Meskipun memiliki tekstur dan bentuk yang keras seperti kepiting (crab), namun belangkas bukan dari keluarga kepiting. Belangkas merupakan hewan dari famili Limulidae yang dikenal sebagai living fossils (fosil hidup).
Mimi adalah nama belangkas berkelamin jantan, sedangkan Mintuno adalah belangkas berkelamin betina. Kedua spesies ini mempunyai bentuk fisik yang hampir sama, hanya pada hewan betina bagian depan tubuhnya (anterior prosoma) agak lebar dan dipenuhi ribuan telur, sedangkan yang jantan bagian depan lebih kecil. Memiliki tubuh yang beruas-ruas, maka mimi mintuno dimasukkan ke golongan Arthropoda.
Berdasarkan sumber sumber oseanografi.lipi.go.id, bentuk tubuh belangkas terbagi dalam tiga bagian yaitu pertama, bagian depan (anterior pro-soma) yang menyerupai “Tapal Kuda”. Bagian ini mempunyai tepi yang licin, menutupi ruas-ruas kepala dan ruas-ruas dada (Cephalothorax). Kedua, bagian tengah (opisthosoma). Bagian ini menutupi 7 ruas perut (abdomen), dimana tepinya terdapat duri-duri yang panjangnya bervariasi tergan-tung dari jenis kelamin hewan tersebut.
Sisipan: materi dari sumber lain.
PR #5, opened 2019-03-28
Add omero-java-gateway dep

dominikl:
Replace `omero-blitz` dependency with `omero-java-gateway`.

--exclude  `omero-java-gateway.jar` not available on artifactory yet.


dominikl:
Gateway split not gonna happen yet.

PR #8, opened 2019-04-07
Version 

jburel:
Read the version from the manifest
The value not longer needs to be set from the configuration file
To test:
 * Run ``gradle build``
 * Unzip ``build/distributions/omero-insight-5.5.0-SNAPSHOT.zip``
 * go to the created directory
 * Run ``bin/omero-insight``
 * Check that the version is displayed on the splashscreen

When running ``gradle run``, no version should be displayed. In that case, it should be set to ``Unknown``

### DIFF
--- a/src/main/java/org/openmicroscopy/shoola/env/data/OMEROGateway.java
+++ b/src/main/java/org/openmicroscopy/shoola/env/data/OMEROGateway.java
@@ -37,7 +37,6 @@ import java.util.Iterator;
 import java.util.LinkedHashMap;
 import java.util.List;
 import java.util.Map;
-import java.util.ResourceBundle;
 import java.util.Set;
 import java.util.Map.Entry;
 import java.util.concurrent.ExecutionException;
@@ -94,7 +93,6 @@ import ome.formats.importer.ImportLibrary;
 import ome.formats.importer.OMEROWrapper;
 import ome.formats.importer.util.ProportionalTimeEstimatorImpl;
 import ome.formats.importer.util.TimeEstimator;
-import ome.system.UpgradeCheck;
 import ome.util.checksum.ChecksumProvider;
 import ome.util.checksum.ChecksumProviderFactory;
 import ome.util.checksum.ChecksumProviderFactoryImpl;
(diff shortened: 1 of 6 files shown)


src/main/java/org/openmicroscopy/shoola/env/data/OMEROGateway.java
```diff
@@ -1413,30 +1411,6 @@ ExperimenterData getUserDetails(SecurityContext ctx, String name,
...
 	}
 
-	/**
-	 * Returns <code>true</code> if an upgrade is required, <code>false</code>
-	 * otherwise.
-	 *
-	 * @param name The name of the agent.
-	 * @return See above.
-	 */
-	boolean isUpgradeRequired(String name)
```
mtbc: Ah, we can skip this because the Java Gateway handles it?

mtbc:
Note that the zip *used* to be called `OMERO.insight-*` rather than `omero-insight-*`. We may have to adjust various documentation.

Also I *do* need to be just above the `bin/` directory for the `omero-insight` script to work. The 5.4 `OMEROinsight_unix.sh` works from wherever I am.

mtbc:
Splash screen displays `5.5.0-SNAPSHOT` as expected. Though, if I try to log in to a current server then it still tells me that I need to download the latest 5.4. OMERO.insight.

src/main/java/org/openmicroscopy/shoola/env/data/OMEROGateway.java
jburel: yes

mtbc:
Yes, version is "Unknown" with `gradle run`.

mtbc:
None of my comments necessarily block this PR: they may all be expected or handled by other cards.

jburel:
For the renaming: I will create an issue and same for the script to launch

mtbc:
:+1: Everything else looks fine to me.

jburel:
For ``download the latest 5.4. OMERO.insight``,  something else must be kicking around outside insight code. I am planning to version the properties file this week

jburel:
The version https://github.com/ome/omero-blitz/pull/31 should have fixed the issue you reported. It looks like we have another problem somewhere. 
This is not related to this PR

jburel:
@mtbc found the reason it is b/c the version in ``build.gradle`` is still at m4 i.e. ``implementation("org.openmicroscopy:omero-blitz:5.5.0-m4")`` 
 I can bump that dependencies on that PR

mtbc:
This *does* let me log in to eel merge and west (with padlock closed).

jburel:
Great

PR #21, opened 2019-04-26
plugin bump

jburel:
Bump to m2 so that the version of executable is correctly set.

To test run either ``gradle packageApplicationDmg`` or ``gradle packageApplicationExe``
check that the generated distribution has the version ``5.5.0-SNAPSHOT``
a warning/error indicating that the version is "not correct" will be printed in the console but the distribution will be generated
There is no issue if a value like ``5.5.0`` is used

This PR also uses https://github.com/ome/omero-java-gateway instead of omero-blitz.

### DIFF
--- a/build.gradle
+++ b/build.gradle
@@ -40,7 +40,7 @@ dependencies {
     implementation("org.jfree:jfreechart:1.0.19")
     implementation("org.swinglabs:swingx:1.6.1")
 
-    implementation("org.openmicroscopy:omero-blitz:5.5.0-m5") {
+    implementation("org.openmicroscopy:omero-java-gateway:5.5.0-m2") {
         // Conflicts with `net.java.dev.jna`
         exclude group: "com.sun.jna", module: "jna"
         exclude group: "org.springframework"
--- a/build.gradle
+++ b/build.gradle
@@ -40,7 +40,7 @@ dependencies {
     implementation("org.jfree:jfreechart:1.0.19")
     implementation("org.swinglabs:swingx:1.6.1")
 
-    implementation("org.openmicroscopy:omero-java-gateway:5.5.0-m2") {
+    implementation("org.openmicroscopy:omero-java-gateway:5.5.0-m3") {
         // Conflicts with `net.java.dev.jna`
         exclude group: "com.sun.jna", module: "jna"
         exclude group: "org.springframework"
--- a/buildSrc/build.gradle
+++ b/buildSrc/build.gradle
@@ -10,7 +10,7 @@ repositories {
 }
 
 dependencies {
-    implementation "org.openmicroscopy:omero-javapackager-plugin:5.5.0-m1"
+    implementation "org.openmicroscopy:omero-javapackager-plugin:5.5.0-m2"
 }
 
 gradlePlugin {


dominikl:
I ran both `packageApplicationDmg` and `packageApplicationDmg` (also `distZip`) on Debian 9. Can't find any dmg or exe, but I have a `omero-insight/build/distributions/OMERO.insight-5.5.0-SNAPSHOT.zip`. Extracted that and ran `bin/omero-insight`, but then get a:
```
...
Caused by: java.util.MissingResourceException: Can't find bundle for base name omero, locale en_GB
	at java.util.ResourceBundle.throwMissingResourceException(ResourceBundle.java:1581)
	at java.util.ResourceBundle.getBundleImpl(ResourceBundle.java:1396)
	at java.util.ResourceBundle.getBundle(ResourceBundle.java:782)
	at omero.gateway.Gateway.login(Gateway.java:1138)
```
But I can confirm, the `libs` directory contains the `omero-java-gateway-5.5.0-m2.jar`.

joshmoore:
Since https://github.com/ome/omero-java-gateway/pull/3/files#diff-626d029ff402dc027311598185b96d69L1138 wasn't merged?

jburel:
Now that https://github.com/ome/omero-java-gateway/pull/3 is sorted, we can review it tomorrow 
and tagged if merged
This should solve the issue mentioned above.

jburel:
This also leads to another point. Maybe the daily build should replace ``mX`` by ``SNAPSHOT`` so that the change can be tested

jburel:
@dominikl bump to m3. it should now work

joshmoore:
> Maybe the daily build should replace mX by SNAPSHOT so that the change can be tested

You mean that devspace should update insights dependencies?

dominikl:
👍  Works. Tested with `gradle distZip` because `packageApplicationDmg` (and `...Exe`) doesn't produce any OSX or Win builds, might be an issue of my system setup.

joshmoore:
`doesn't produce any OSX or Win builds` sounds worrisome.

dominikl:
Well, if I run these commands, I get a build directory with `classes  config  generated  install  libs  packaged  resources  scripts  tmp` sub directories with various stuff in it, but can't find a `*.dmg` or `*.exe` any where. Using debian9, openjdk8 and openjfx (for the the javapackager).

mtbc:
Maybe it builds packages suited only for the platform you're on?

jburel:
I don't think you can build the dmg on Debian9, you will need to test on your mac.
if on your mac you do not have the package manager it will not work
you will have to do a ``gradle clean`` before running the command to generate the dmg.
something does not seem correct with your setup

jburel:
> You mean that devspace should update insights dependencies?
yes similar to what happens for the omero-build submodules
The same will apply to omero-matlab.

pwalczysko:
After the build of insight is finished on Win7 laptop, I go into the build > packaged > main directory. There, I can see an insight icon. 
may2019

Note that my OS thinks this is a Firefox-executable html.

pwalczysko:
The executable is in build > packaged > main  > bundle directory. The version is 5.5.0 SNAPSHOT as expected.

pwalczysko:
The built insight is connecting to eel as expected. All good here.

PR #24, opened 2019-05-03
new method guava

jburel:
use method introduced in newer version of guava
cc @sbesson 

--exclude


jburel:
Closing this PR. This will be included in another PR with the "lighter" gateway

PR #26, opened 2019-05-08
Gateway

jburel:
This PR adjusts the code and add required dependencies so it can use the newer version of the java gateway
see https://github.com/ome/omero-java-gateway/pull/5

To test:
 * Download the jar from https://merge-ci.openmicroscopy.org/jenkins/job/OMERO-insight-build/
 * Launch insight.
 * Log in
 * Import an image


mtbc:
With https://github.com/ome/omero-java-gateway/pull/5 in the stack Insight seems to be working well. :+1: Only issue I see, probably unrelated to this PR, is an oddly fuzzy bird's eye view:
svs

jburel:
The fuzzy bird eyeview is due to the fact that we retrieve an existing thumbnail and "stretched" it. 
Not related

PR #27, opened 2019-05-08
version

jburel:
check version file


jburel:
https://github.com/snoopycrimecop/omero-insight/blob/south_merge_trigger/build.gradle has the correct value
Merging when travis is green

PR #28, opened 2019-05-10
Adjust sentence about unpacking the artifact.

mtbc:
The two sentences looked as if they needed connecting somehow.


jburel:
Thanks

Ketiga, bagian yang paling belakang dengan bentuk menyerupai daun yang panjang dan runcing, disebut sebagai duri ekor.
Belangkas merupakan salah satu sumberdaya genetik yang dilindungi (SK Menteri Kehutanan No.12/Kpts-II/1987 dan Peraturan Pemerintah RI No.7/1999). Satwa ini mempunyai risiko kepunahan yang tinggi akibat adanya degradasi habitat, reklamasi, pencemaran, dan perburuan komersial, hilangnya habitat dan sumber makanan, perubahan kondisi air, serta peningkatan predasi.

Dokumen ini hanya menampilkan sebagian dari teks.